▶ Your task:
In the listing below, write out exactly each line from the first through the one containing "present more than once in the configuration".
[Provided information Boundary: Start]
Issue #399, opened 2023-03-27
Handle duplicate REPOIDs somehow


praiskup:
DNF4 warns like this:

> Repository REPOID is listed more than once in the configuration

And uses just one of them?  Or merges the config?

With DNF5 it seems the `REPOID` is loaded twice as `libdnf::Repo`, per:

```
$ dnf5 repo list
REPOID   Some repo name
REPOID   Some repo name - the duplicate
```

j-mracek:
This issue might create a problem that will be very difficult to discover. The report is related to repofrompath issue - https://github.com/rpm-software-management/dnf5/issues/794

praiskup:
The current solution though isn't ideal - this is how every single DNF5 command ends now for me:

> Failed to create repo "copr:copr.fedorainfracloud.org:project:foo": Id is present more than once in the configuration

The Copr inter-project dependency was designed so that some of those repositories _may_ be defined twice on the system, and that DNF is able to handle that.  Consider that user enables projects `foo` and `baz`, both `foo` and `baz` though depend on `bar`.  This basically leads to duplicated `bar` on the user's system.

m-blaha:
Oh, sorry for breaking it...

m-blaha:
@praiskup I've created PR https://github.com/rpm-software-management/dnf5/pull/814 which will hopfully fix the issue.

praiskup:
Hats off, it's a pleasure to report here. Thank you for such a quick reaction and fix!

PR #814, opened 2023-08-11
repo: Don't error out on duplicate repo id

m-blaha:
It turned out that with copr inter-project dependency it's possible to
have a repo id present in configuration files multiple times.
With this patch dnf5 will not error out, but only log an error and
ignore duplicate repo.
For repositories defined by --repofrompath option the previous behaviour
is preserved, and dnf5 still errors out.
Now the behaviour is consistent with dnf4.

Fixes: https://github.com/rpm-software-management/dnf5/issues/399


kontura:
LGTM

Issue #804, opened 2023-08-07
`dnf.conf` max parallel downloads error message


supakeen:
Hi, when setting `/etc/dnf/dnf.conf`'s `max_parallel_downloads` to a sufficiently large value you used to get an error in `dnf4`:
[Provided information Boundary: End]
▶ Result of the task:
Issue #399, opened 2023-03-27
Handle duplicate REPOIDs somehow


praiskup:
DNF4 warns like this:

> Repository REPOID is listed more than once in the configuration

And uses just one of them?  Or merges the config?

With DNF5 it seems the `REPOID` is loaded twice as `libdnf::Repo`, per:

```
$ dnf5 repo list
REPOID   Some repo name
REPOID   Some repo name - the duplicate
```

j-mracek:
This issue might create a problem that will be very difficult to discover. The report is related to repofrompath issue - https://github.com/rpm-software-management/dnf5/issues/794

praiskup:
The current solution though isn't ideal - this is how every single DNF5 command ends now for me:

> Failed to create repo "copr:copr.fedorainfracloud.org:project:foo": Id is present more than once in the configuration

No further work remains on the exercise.